Pseudocounts

When computing PSSMs, averaging does not take into account the amount of information available in a multiple sequence alignment (MSA) used to construct a PSSM. Even when the aligment includes many sequences, averaging will still flatten the distribution of scores, unnecessarily reducing the power of the PSSM.

Pseudocount methods elegantly allow the data to mostly determine PSSM scores when the MSA is large in the number of sequences, while still avoiding the problem of noisy PSSMs with negative infinity scores when the number of sequences is few. Psuedocount methods are actually a kind of Bayesian inference, a statistical framework and philosophy where parameter estimates are informed more by a “prior” distribution when the quantity of data is small, and more informed by the data when the quantity of data is large. To demonstrate why and how pseudocount methods are Bayesian1, let’s start with the simple example of “red” and “green” alleles.

To calculate the likelihood, we need to specify some kind of model which we assume generated the data. A simple model for PSSMs with two alleles is the Bernoulli process. In this model, the probability of observing a red allele is P, and the probability of observing a green allele is 1 - P. Each observation is assumed to be independent, in other words there is no correlation between sequences beyond the value of P. For this example we will estimate P separately, hereafter called θ, for each column in the MSA, and assume each value of θ is independent. In other words the allele distribution of one column has no effect on any other column.

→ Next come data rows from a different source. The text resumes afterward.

Issue #1621, opened 2024-04-22
String padding


axelboc:
### Discussed in https://github.com/silx-kit/h5web/discussions/1612

<div type='discussions-op-text'>

<sup>Originally posted by **benajamin** April 15, 2024</sup>
One of the difficulties new adopters of HDF5 come across is that there are many ways to write strings (fixed vs variable length, null terminated or not). Many tools don't clearly tell what they are reading or writing, and some programs will crash or malfunction if they don't get an expected string type. The hdfview utility is the one that I find most useful for debugging string issues and it would be great if the h5web viewer could also provide this detailed string info in the "inspect" mode and therefore help debug HDF5 string bugs.</div>

<div type='discussions-op-text'>

<sup>Originally posted by **benajamin** April 20, 2024</sup>
The string padding info would be great to have but can be hidden behind the Inspect accordion since it is probably only interesting for debugging. I don't think that there is a definite right or wrong type of padding to use, I have just seen incompatibilities between programs reading and writing HDF5 that caused bugs that were difficult to diagnose because the critical padding information was not easy to expose.</div>

axelboc:
- [PR open on h5grove](https://github.com/silx-kit/h5grove/pull/93) 
- [PR open on h5wasm](https://github.com/usnistgov/h5wasm/pull/72) 
- HSDS already exposes the padding:
    ![image](https://github.com/silx-kit/h5web/assets/2936402/17629228-a14a-41d1-a66c-18932685c919)

PR #1658, opened 2024-06-04
Normalise H5T enums and use them to initialise types

axelboc:
[h5wasm@0.7.5](https://github.com/usnistgov/h5wasm/releases) has just been released with the new `strpad` metadata property to address #1621.

Since this is another case where we need to map an [H5T enum](https://docs.hdfgroup.org/hdf5/v1_14/_h5_tpublic_8h.html#title3) number to a more readable string, and since both h5grove and h5wasm expose a few of those raw enum values now (dtype class, charset, sign, order), I thought I'd first normalise things a bit...

1. I create a `h5t.ts` file in the shared package to hold the H5T enums and their mappings to readable strings. 
The enums and their keys are named as closely to the HDF5 spec as possible (though I don't specify keys for errors (`-1`) and reserved values — I'll explain why in a comment.)
2. I refactor the dtype factories (`stringType()`, `intType()`, etc.) to accept H5T enum values; it is now there responsibility to convert those values to readable strings (`'little-endian'`, etc.) using the mappings in `h5t.ts` instead of the providers.

Hopefully this makes sense. I'll add some more comments.

### DIFF
--- a/packages/h5wasm/src/utils.ts
+++ b/packages/h5wasm/src/utils.ts
@@ -3,6 +3,7 @@ import {
   assertNonNull,
   isNumericType,
 } from '@h5web/shared/guards';
+import { H5T_CLASS, H5T_ORDER, H5T_SIGN } from '@h5web/shared/h5t';
 import type {
   Attribute,
   ChildEntity,
@@ -11,12 +12,7 @@ import type {
   ProvidedEntity,
   Shape,
 } from '@h5web/shared/hdf5-models';
-import {
-  DTypeClass,
-  Endianness,
-  EntityKind,
-  H5TClass,
-} from '@h5web/shared/hdf5-models';
+import { DTypeClass, EntityKind } from '@h5web/shared/hdf5-models';
 import {
   arrayType,
   bitfieldType,
@@ -29,7 +25,6 @@ import {
   referenceType,
   strType,
   timeType,
-  toCharSet,
   unknownType,
 } from '@h5web/shared/hdf5-utils';
 import type { Metadata } from 'h5wasm';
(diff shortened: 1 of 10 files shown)


packages/h5wasm/src/utils.ts
```diff
@@ -163,36 +158,41 @@ function parseAttributes(h5wAttrs: H5WasmAttributes): Attribute[] {
...
   const { type: h5tClass, size } = metadata;
 
-  if (h5tClass === H5TClass.Integer) {
+  if (h5tClass === H5T_CLASS.INTEGER) {
     const { signed, littleEndian } = metadata;
-    return intOrUintType(signed, size * 8, toEndianness(littleEndian));
+    return intOrUintType(
+      signed ? H5T_SIGN.SIGN_2 : H5T_SIGN.NONE,
+      size * 8,
+      littleEndian ? H5T_ORDER.LE : H5T_ORDER.BE,
```
axelboc, line 170: h5wasm exposes two booleans: `signed` and `littleEndian`. It might be better to expose the raw H5T enum values instead/as well, like in h5grove, since the enums have more than two values: https://docs.hdfgroup.org/hdf5/v1_14/_h5_tpublic_8h.html#title3 (`H5T_NSGN`, `H5T_ORDER_MIXED`, etc.)

packages/shared/src/h5t.ts
```diff
@@ -0,0 +1,53 @@
...
+  BE = 1,
+  VAX = 2,
+  MIXED = 3,
+  NONE = 4,
+}
+
+export enum H5T_SIGN {
+  NONE = 0, // unsigned
+  SIGN_2 = 1, // signed
+  NSGN = 2,
```
axelboc, line 31: Not sure what this enum member represents, TBH.

packages/shared/src/h5t.ts
```diff
@@ -0,0 +1,53 @@
...
+  [H5T_ORDER.BE]: 'big-endian',
+  [H5T_ORDER.VAX]: 'VAX',
+  [H5T_ORDER.MIXED]: 'mixed',
+  [H5T_ORDER.NONE]: 'none',
+} as const;
+
+export const H5T_TO_CHAR_SET = {
+  [H5T_CSET.ASCII]: 'ASCII',
+  [H5T_CSET.UTF8]: 'UTF-8',
+} as const;
```
axelboc, line 53: These are the mappings from H5T enums to readable strings. Could have used arrays, but this felt more explicit. The `as const` are important to generate the union types `CharSet` and `Endianness` in `hdf5-models.ts`.

As mentioned, I did not add error/reserved members to the enums, since the idea is that if such a value is received from a provider, the mapping will return `undefined` - e.g. `H5T_TO_ENDIANNESS[-1 as H5T_ORDER] => undefined`.

To make this safe, I added `| undefined` in the relevant places in `hdf5-models.ts`.

packages/h5wasm/src/utils.ts
loichuder: Is it planned than h5wasm eventually exposes the enum values ?

packages/shared/src/h5t.ts
loichuder: Even the HDF people don't know apparently: https://docs.hdfgroup.org/hdf5/v1_14/_h5_tpublic_8h.html#af7bfee2db210a12b9290eba85d730a71

Perhaps @t20100 has an idea ?

loichuder (approved):
Nicely done :+1:

packages/h5wasm/src/utils.ts
axelboc: Not yet, but I'll make a note of it.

Under our model, the likelihood of any site i in any sequence is θi when the allele at that site is red, and 1 - θi when it is green. The product of likelihoods of site i for all sequences is the likelihood of column i, and the likelihood of the entire PSSM is the product of all column likelihoods.

Consider the following multiple sequence alignment of just two sequences, three columns each, and only red or green alleles:

RRG
RGG

To calculate the likelihood distribution over θ for each column, I calculated the likelihood for 100 evenly spaced values of theta between 0 and 1. This is known as a grid search, and the result looks like this:

Notice that the maximum likelihood values correspond exactly to the proportion of red alleles in the original multiple sequence alignment; 1, 0.5 and 0. We can therefore describe the original method for computing PSSMs as a maximum likelihood method!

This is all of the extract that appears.